» **WHAT TO DO**:
Given the entries that follow, write out exactly the lines starting at the one containing "(diff shortened: 1 of 3 files shown)" and ending at the one containing "So my working", both ends included, and only those.

━━━━━━━━━━━━━━━━━━━━

PR #5210, opened 2024-06-05
Remove obsolete anchor entity functions

Plykiya:
Requires https://github.com/space-wizards/space-station-14/pull/28613

- Remove obsolete AnchorEntity() variants in favor of Entity<T> versions
- Update TransformComponent and SharedTransformSystem to use the Entity<T> versions by tupling the Transform and Grid Entities
- Update tests to use the Entity<T> version by tupling the Transform and Grid entities
- OnInitAnchored_AddedToLookup test had all of its obsolete functions updated to preferred methods while I was trying to figure out why it was failing
- Got rid of an unnecessary debug assertion on line 117 that doesn't actually check for a problem

### DIFF
--- a/Robust.Shared/GameObjects/Systems/SharedTransformSystem.Component.cs
+++ b/Robust.Shared/GameObjects/Systems/SharedTransformSystem.Component.cs
@@ -232,10 +232,12 @@ public abstract partial class SharedTransformSystem
             return;
 
         MapGridComponent? grid;
+        EntityUid gridUid;
 
         // First try find grid via parent:
         if (component.GridUid == component.ParentUid && TryComp(component.ParentUid, out MapGridComponent? gridComp))
         {
+            gridUid = component.ParentUid;
             grid = gridComp;
         }
         else
@@ -243,7 +245,7 @@ public abstract partial class SharedTransformSystem
             // Entity may not be directly parented to the grid (e.g., spawned using some relative entity coordinates)
             // in that case, we attempt to attach to a grid.
             var pos = new MapCoordinates(GetWorldPosition(component), component.MapID);
-            _mapManager.TryFindGridAt(pos, out _, out grid);
+            _mapManager.TryFindGridAt(pos, out gridUid, out grid);
         }
 
         if (grid == null)
@@ -252,7 +254,7 @@ public abstract partial class SharedTransformSystem
             return;
         }
 
-        if (!AnchorEntity(uid, component, grid))
+        if (!AnchorEntity((uid, component), (gridUid, grid)))
             component._anchored = false;
     }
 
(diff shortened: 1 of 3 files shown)


Plykiya:
hrmmmm
all the tests use .anchor which is another, different obsoleted thing... let's see if changing that out fixes the test fails

Plykiya:
Okay so I went from 9 test failures to 7 test failures, so the two tests that I properly handed over the tile indices over to the AnchorEntity() function are now succeeding...

Plykiya:
oh wow... another test fail gone
I guess I'll do the same thing for the other six then?

Plykiya:
Guh, don't know what to do about that last test
It's just not anchoring properly after initialization

Plykiya:
Rather than adding TileIndices at every possible turn to get this to work
Maybe I should just... not, add the TileIndices and deal with the Debug Assertion on line 99 of SharedTransformSystem.Component.cs as a sign that something is very wrong if the variant of AnchorEntity() without TileIndices fails to pass

Plykiya:
So my working theory is that specific debug assert is just flat out... unnecessary
So I removed that specific debug assert condition in [SharedTransformSystem.Component.cs](https://github.com/space-wizards/RobustToolbox/pull/5210/files#diff-c3a411183a1e422acc4dee6caaef3f81aaec6c9f6550fc42c5d9a7f3ae329144)[SharedTransformSystem.Component.cs](https://github.com/space-wizards/RobustToolbox/pull/5210/files#diff-c3a411183a1e422acc4dee6caaef3f81aaec6c9f6550fc42c5d9a7f3ae329144)[SharedTransformSystem.Component.cs](https://github.com/space-wizards/RobustToolbox/pull/5210/files#diff-c3a411183a1e422acc4dee6caaef3f81aaec6c9f6550fc42c5d9a7f3ae329144) and undid all the TileIndices, so they all use the AnchorEntity() version that was throwing the dumb debug assertion error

━━━━━━━━━━━━━━━━━━━━

» **ANSWER**:
(diff shortened: 1 of 3 files shown)


Plykiya:
hrmmmm
all the tests use .anchor which is another, different obsoleted thing... let's see if changing that out fixes the test fails

Plykiya:
Okay so I went from 9 test failures to 7 test failures, so the two tests that I properly handed over the tile indices over to the AnchorEntity() function are now succeeding...

Plykiya:
oh wow... another test fail gone
I guess I'll do the same thing for the other six then?

Plykiya:
Guh, don't know what to do about that last test
It's just not anchoring properly after initialization

Plykiya:
Rather than adding TileIndices at every possible turn to get this to work
Maybe I should just... not, add the TileIndices and deal with the Debug Assertion on line 99 of SharedTransformSystem.Component.cs as a sign that something is very wrong if the variant of AnchorEntity() without TileIndices fails to pass

Plykiya:
So my working theory is that specific debug assert is just flat out... unnecessary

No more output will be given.